- LISTED ENTRIES -
• • • •
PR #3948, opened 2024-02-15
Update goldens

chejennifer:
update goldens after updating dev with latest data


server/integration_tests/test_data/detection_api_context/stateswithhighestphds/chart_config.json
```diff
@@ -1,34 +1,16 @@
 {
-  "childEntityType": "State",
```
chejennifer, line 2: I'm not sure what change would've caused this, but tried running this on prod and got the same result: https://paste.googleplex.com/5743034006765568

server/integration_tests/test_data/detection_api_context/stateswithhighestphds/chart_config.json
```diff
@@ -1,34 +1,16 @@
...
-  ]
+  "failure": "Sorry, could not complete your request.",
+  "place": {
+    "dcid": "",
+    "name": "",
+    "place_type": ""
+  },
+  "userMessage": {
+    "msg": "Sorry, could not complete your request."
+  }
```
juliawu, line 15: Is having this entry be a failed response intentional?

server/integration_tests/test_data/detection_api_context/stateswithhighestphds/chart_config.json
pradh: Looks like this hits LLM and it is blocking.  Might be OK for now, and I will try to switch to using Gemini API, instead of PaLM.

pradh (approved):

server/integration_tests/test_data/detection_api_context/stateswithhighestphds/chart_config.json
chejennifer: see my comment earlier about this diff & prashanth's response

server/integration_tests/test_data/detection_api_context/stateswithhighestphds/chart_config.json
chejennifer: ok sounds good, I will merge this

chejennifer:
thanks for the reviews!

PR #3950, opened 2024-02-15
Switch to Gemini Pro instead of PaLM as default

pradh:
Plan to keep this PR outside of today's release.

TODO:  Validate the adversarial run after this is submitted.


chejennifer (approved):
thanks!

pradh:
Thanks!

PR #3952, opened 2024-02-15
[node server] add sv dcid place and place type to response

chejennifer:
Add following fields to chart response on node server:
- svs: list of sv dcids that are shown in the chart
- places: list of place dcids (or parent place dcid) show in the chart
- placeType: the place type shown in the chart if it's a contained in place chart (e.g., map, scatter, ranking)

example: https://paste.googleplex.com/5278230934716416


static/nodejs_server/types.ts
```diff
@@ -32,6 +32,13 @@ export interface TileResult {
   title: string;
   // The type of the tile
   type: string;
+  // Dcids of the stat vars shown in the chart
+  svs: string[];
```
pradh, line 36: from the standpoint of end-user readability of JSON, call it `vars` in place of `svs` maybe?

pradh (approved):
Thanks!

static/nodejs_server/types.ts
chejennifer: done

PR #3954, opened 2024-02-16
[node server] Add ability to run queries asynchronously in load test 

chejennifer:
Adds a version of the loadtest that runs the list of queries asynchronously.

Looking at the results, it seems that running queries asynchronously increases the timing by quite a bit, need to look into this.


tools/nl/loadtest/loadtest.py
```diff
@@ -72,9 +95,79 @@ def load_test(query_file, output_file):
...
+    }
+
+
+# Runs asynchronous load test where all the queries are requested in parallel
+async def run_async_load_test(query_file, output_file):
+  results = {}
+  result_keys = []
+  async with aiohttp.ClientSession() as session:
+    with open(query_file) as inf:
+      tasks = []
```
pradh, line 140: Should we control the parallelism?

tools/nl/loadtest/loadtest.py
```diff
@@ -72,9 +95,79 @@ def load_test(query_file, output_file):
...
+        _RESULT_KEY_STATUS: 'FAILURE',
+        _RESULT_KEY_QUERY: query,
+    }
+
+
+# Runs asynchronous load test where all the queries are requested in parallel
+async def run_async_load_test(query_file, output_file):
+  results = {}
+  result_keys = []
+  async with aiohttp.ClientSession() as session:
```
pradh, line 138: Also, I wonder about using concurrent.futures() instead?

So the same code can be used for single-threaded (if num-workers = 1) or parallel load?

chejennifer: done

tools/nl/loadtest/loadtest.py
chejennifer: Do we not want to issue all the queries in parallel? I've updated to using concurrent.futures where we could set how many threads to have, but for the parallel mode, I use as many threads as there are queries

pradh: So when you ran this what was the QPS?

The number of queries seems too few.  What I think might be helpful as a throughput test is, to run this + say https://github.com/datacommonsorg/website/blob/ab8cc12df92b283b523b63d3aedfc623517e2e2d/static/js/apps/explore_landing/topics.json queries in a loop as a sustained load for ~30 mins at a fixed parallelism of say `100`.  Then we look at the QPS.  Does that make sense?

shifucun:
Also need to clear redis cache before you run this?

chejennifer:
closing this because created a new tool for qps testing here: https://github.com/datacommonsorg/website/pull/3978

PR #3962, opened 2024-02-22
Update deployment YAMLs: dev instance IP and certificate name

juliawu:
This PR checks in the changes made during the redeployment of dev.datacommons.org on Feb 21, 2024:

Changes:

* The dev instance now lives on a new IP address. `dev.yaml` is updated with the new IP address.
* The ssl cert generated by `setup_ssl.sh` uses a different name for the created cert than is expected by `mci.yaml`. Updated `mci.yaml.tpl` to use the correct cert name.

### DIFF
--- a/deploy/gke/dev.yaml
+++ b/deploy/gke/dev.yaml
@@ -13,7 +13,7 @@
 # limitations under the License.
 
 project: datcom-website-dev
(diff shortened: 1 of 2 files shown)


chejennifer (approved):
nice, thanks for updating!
• • • •
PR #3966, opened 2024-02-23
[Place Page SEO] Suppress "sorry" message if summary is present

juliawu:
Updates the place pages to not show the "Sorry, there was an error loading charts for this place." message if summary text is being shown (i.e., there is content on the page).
• • • •
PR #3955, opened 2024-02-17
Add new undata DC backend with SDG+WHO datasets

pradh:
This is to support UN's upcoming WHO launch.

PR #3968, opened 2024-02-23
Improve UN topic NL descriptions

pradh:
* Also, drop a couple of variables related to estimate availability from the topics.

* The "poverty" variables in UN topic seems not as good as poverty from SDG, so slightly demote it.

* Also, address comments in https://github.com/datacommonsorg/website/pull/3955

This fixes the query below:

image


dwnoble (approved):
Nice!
• • • •
- YOUR GOAL -
Within the records, filter for lines that contain the word "using" and show each one.

- ANSWER TO THE PROBLEM -
pradh: Looks like this hits LLM and it is blocking.  Might be OK for now, and I will try to switch to using Gemini API, instead of PaLM.
pradh, line 138: Also, I wonder about using concurrent.futures() instead?
chejennifer: Do we not want to issue all the queries in parallel? I've updated to using concurrent.futures where we could set how many threads to have, but for the parallel mode, I use as many threads as there are queries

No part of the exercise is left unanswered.